▸ Task description:
Could you print every entry below exactly as given?

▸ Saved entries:
::::::::

PR #1790, opened 2020-12-23
Minor styling improvements on Insights charts

mathjazz:
* More space between a bullet and text in the legend items
* Bigger area to fill with gradient under line charts


mathjazz:
self-r+

PR #1791, opened 2020-12-23
Fix bug 1684086: Prevent resource path overflow in resource menu

mathjazz:
Before:
Screenshot 2020-12-23 at 20 30 47

After:
Screenshot 2020-12-23 at 20 37 37

I was also thinking about adding `direction:rtl`, which adds ellipsis at the beginning. But it seemed even more confusing.


abowler2 (approved):
This all looks good.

::::::::

▸ Response area:
PR #1790, opened 2020-12-23
Minor styling improvements on Insights charts

mathjazz:
* More space between a bullet and text in the legend items
* Bigger area to fill with gradient under line charts


mathjazz:
self-r+

PR #1791, opened 2020-12-23
Fix bug 1684086: Prevent resource path overflow in resource menu

mathjazz:
Before:
Screenshot 2020-12-23 at 20 30 47

After:
Screenshot 2020-12-23 at 20 37 37

I was also thinking about adding `direction:rtl`, which adds ellipsis at the beginning. But it seemed even more confusing.


abowler2 (approved):
This all looks good.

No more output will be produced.